:: GOAL OF THE EXERCISE ::
In the records below, tally the lines that contain the word "browsers" and give only that number.

━━━━━━━━━━━━━━━━━━━━

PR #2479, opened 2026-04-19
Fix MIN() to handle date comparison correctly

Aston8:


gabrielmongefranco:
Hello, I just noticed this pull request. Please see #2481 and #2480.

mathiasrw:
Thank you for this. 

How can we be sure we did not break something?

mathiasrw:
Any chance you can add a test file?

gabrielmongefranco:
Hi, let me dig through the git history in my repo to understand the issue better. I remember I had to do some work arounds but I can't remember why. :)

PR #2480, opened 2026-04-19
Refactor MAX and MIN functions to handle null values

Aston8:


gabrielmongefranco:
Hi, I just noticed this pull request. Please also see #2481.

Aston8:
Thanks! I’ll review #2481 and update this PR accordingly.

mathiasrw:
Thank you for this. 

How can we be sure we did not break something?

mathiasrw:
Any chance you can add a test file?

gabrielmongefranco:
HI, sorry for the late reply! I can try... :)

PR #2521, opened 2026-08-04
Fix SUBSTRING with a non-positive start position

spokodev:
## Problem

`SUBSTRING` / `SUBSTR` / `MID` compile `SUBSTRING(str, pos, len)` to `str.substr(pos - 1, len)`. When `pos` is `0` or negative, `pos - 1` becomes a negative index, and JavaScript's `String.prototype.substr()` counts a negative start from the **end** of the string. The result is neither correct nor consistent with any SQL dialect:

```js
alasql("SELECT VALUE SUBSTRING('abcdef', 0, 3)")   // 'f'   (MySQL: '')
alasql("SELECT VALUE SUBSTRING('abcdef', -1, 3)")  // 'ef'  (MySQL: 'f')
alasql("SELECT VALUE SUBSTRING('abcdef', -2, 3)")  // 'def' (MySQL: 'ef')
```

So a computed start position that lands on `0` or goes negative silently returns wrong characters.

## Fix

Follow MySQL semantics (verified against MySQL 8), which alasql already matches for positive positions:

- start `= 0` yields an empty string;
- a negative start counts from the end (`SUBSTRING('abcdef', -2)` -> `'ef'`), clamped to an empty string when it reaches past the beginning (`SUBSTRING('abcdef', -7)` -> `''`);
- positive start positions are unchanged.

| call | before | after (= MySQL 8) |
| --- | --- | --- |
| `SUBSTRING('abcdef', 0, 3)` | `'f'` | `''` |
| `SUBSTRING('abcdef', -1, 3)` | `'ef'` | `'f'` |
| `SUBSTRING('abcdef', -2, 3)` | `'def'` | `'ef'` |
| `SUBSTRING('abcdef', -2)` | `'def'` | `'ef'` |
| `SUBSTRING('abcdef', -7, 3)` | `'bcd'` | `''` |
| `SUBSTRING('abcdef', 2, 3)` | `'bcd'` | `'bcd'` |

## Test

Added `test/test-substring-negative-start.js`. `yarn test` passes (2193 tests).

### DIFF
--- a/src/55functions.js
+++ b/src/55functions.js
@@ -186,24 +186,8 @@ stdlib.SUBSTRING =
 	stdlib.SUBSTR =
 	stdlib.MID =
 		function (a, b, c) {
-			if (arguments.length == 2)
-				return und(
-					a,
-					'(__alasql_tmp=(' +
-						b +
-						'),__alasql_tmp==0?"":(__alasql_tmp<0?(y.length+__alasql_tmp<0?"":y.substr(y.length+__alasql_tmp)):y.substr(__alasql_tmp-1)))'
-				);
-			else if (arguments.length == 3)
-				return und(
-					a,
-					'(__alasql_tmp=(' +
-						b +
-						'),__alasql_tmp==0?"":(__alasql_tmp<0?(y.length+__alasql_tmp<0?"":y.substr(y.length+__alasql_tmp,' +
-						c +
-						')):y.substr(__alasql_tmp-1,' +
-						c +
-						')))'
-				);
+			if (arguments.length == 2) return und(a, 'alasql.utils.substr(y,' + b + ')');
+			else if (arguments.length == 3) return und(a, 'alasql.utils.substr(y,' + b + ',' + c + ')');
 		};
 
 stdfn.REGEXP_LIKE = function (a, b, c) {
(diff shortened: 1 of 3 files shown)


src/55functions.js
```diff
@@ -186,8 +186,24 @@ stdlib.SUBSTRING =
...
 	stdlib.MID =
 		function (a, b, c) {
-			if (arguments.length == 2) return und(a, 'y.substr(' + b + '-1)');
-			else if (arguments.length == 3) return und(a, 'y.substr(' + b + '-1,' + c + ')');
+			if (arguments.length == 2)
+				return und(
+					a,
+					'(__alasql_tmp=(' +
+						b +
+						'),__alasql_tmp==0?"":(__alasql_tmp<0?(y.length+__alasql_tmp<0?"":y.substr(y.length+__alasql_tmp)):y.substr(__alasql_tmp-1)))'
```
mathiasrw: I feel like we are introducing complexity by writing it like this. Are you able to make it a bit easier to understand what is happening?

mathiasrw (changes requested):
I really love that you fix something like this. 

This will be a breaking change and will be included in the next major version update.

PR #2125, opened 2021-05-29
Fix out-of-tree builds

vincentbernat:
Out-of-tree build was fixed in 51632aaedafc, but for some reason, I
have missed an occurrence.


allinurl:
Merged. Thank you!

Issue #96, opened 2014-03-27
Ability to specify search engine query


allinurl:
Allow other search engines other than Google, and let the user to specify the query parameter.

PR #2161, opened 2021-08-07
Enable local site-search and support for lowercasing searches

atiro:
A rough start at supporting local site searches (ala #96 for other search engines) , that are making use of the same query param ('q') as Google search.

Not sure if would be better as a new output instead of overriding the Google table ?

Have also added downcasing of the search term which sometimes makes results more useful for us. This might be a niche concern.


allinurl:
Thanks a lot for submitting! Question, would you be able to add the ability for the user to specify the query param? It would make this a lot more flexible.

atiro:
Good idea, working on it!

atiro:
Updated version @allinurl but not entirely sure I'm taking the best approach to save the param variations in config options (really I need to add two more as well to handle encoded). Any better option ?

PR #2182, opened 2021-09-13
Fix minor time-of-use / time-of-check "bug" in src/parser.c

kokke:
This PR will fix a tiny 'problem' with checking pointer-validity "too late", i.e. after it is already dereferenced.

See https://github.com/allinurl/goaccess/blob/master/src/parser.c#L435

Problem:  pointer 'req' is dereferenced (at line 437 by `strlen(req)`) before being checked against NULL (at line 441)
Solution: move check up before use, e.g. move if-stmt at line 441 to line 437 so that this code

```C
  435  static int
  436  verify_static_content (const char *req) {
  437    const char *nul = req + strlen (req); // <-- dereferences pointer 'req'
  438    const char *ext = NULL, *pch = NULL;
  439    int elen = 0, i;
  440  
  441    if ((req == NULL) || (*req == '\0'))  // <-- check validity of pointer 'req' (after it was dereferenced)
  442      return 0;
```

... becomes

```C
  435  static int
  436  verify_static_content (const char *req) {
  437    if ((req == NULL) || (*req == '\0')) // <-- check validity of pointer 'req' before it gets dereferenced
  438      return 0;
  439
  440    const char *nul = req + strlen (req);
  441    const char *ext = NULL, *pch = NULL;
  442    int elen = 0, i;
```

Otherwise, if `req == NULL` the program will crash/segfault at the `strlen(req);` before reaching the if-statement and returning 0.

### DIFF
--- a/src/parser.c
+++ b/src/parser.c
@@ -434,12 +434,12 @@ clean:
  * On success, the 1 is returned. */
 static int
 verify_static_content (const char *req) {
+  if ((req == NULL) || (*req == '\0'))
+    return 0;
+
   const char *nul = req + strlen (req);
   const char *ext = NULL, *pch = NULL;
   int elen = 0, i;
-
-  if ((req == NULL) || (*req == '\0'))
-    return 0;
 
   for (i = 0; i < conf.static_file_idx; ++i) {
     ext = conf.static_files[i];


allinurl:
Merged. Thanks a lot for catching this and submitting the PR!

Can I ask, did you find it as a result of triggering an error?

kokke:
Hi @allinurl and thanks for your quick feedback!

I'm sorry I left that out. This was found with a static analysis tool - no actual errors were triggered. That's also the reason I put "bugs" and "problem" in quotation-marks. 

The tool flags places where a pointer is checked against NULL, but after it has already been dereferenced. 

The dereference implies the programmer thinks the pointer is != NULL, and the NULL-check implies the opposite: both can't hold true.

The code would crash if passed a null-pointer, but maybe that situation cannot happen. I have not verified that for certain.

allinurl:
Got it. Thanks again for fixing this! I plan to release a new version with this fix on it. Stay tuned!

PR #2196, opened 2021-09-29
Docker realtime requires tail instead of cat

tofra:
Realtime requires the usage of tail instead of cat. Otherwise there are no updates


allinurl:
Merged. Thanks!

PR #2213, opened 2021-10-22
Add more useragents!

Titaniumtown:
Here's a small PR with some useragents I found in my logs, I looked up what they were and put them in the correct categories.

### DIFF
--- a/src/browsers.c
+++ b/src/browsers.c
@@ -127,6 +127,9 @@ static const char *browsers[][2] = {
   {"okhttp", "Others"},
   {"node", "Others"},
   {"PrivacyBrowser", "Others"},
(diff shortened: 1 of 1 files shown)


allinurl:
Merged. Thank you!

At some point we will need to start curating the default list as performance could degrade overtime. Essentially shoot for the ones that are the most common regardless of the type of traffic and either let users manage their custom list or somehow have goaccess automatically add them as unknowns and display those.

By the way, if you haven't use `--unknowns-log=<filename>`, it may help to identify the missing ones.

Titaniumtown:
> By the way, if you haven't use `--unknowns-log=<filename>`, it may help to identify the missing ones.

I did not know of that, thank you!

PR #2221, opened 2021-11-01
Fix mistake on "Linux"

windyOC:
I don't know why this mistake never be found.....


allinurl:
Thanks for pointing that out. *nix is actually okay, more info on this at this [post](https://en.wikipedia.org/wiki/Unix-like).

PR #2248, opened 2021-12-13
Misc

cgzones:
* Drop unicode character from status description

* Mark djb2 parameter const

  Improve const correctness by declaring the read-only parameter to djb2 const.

━━━━━━━━━━━━━━━━━━━━

:: RESPONSE AREA ::
3